### Exercise aim:
Filter the data for "trbmcginnis" and copy matching lines.

(Stored data entries)
PR #668, opened 2020-09-06
12257: create environmental review component on landuse-form

trbmcginnis:
**Big Picture Summary**
User can edit Environmental Review information on the landuse form.

The landuse form

This PR adds a new component that allows users to enter information on the landuse form for the Environmental Review section. The fields in this section are on the `dcp_landuse` entity (the `landuse-form` model)

Closes [AB#12257](https://dcp-paperless.visualstudio.com/d36fd830-9029-4b77-b0c4-b0df2012eb98/_workitems/edit/12257)

**NOTE**: This implementation differs from the wireframes, two input boxes were left out
- `dcp_leadagency` was originally assumed to be a direct string field on the `dcp_landuse` entity, but it requires an `expand` and includes an entire object of data. In CRM the input for `dcp_leadagency` on the landuse form is a lookup, not a text input as originally noted in the wireframe. This will be handled in a separate PR since it will require updating wireframes and an updated technical approach ([AB#12382](https://dcp-paperless.visualstudio.com/d36fd830-9029-4b77-b0c4-b0df2012eb98/_workitems/edit/12382))
- We currently do not have a standardized component for inputting date information. The date field, `dcp_determinationdate` was left out of this PR and will be implemented after a standardized date component has been created. ([AB#12383](https://dcp-paperless.visualstudio.com/d36fd830-9029-4b77-b0c4-b0df2012eb98/_workitems/edit/12383))

### DIFF
--- a/client/app/optionsets/landuse-form.js
+++ b/client/app/optionsets/landuse-form.js
@@ -1,0 +1,14 @@
+export const CEQR_TYPE = {
+  TYPE_I: {
+    code: 717170000,
+    label: 'Type I',
+  },
+  TYPE_II: {
+    code: 717170001,
+    label: 'Type II',
+  },
+  UNLISTED: {
+    code: 717170002,
+    label: 'Unlisted',
+  },
+};
--- a/client/app/components/packages/landuse-form/edit.hbs
+++ b/client/app/components/packages/landuse-form/edit.hbs
@@ -37,6 +37,10 @@
         @form={{saveableForm}}
       />
 
+      <Packages::LanduseForm::EnvironmentalReview
+        @form={{saveableForm}}
+      />
+
       <Packages::RelatedAction
         @form={{saveableForm}}
         @addRelatedAction={{this.addRelatedAction}}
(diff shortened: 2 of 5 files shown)


client/app/optionsets/landuse-form.js
```diff
@@ -0,0 +1,14 @@
+export const CEQR_TYPE = {
```
godfreyyeung, line 1: hmm, small nitpick but.. conceptually from a CRM/business process perspective, CEQR_TYPE may not be scoped to the form. In CRM we set CEQR_TYPE on the project, (through the actions tab)  right?

godfreyyeung (approved):

client/app/optionsets/landuse-form.js
trbmcginnis: I just based it off of the `dcp_landuse` entity field `dcp_ceqrtype`. I want to leave this here since so far it's the only time we're using a ceqr type field in our forms. Maybe in the future if we end up incorporating another ceqr type field we can rearrange these optionsets? I don't want to get too far ahead of ourselves / try to implement something that's currently outside the scope of what we're doing.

### Answer space:
trbmcginnis:
trbmcginnis: I just based it off of the `dcp_landuse` entity field `dcp_ceqrtype`. I want to leave this here since so far it's the only time we're using a ceqr type field in our forms. Maybe in the future if we end up incorporating another ceqr type field we can rearrange these optionsets? I don't want to get too far ahead of ourselves / try to implement something that's currently outside the scope of what we're doing.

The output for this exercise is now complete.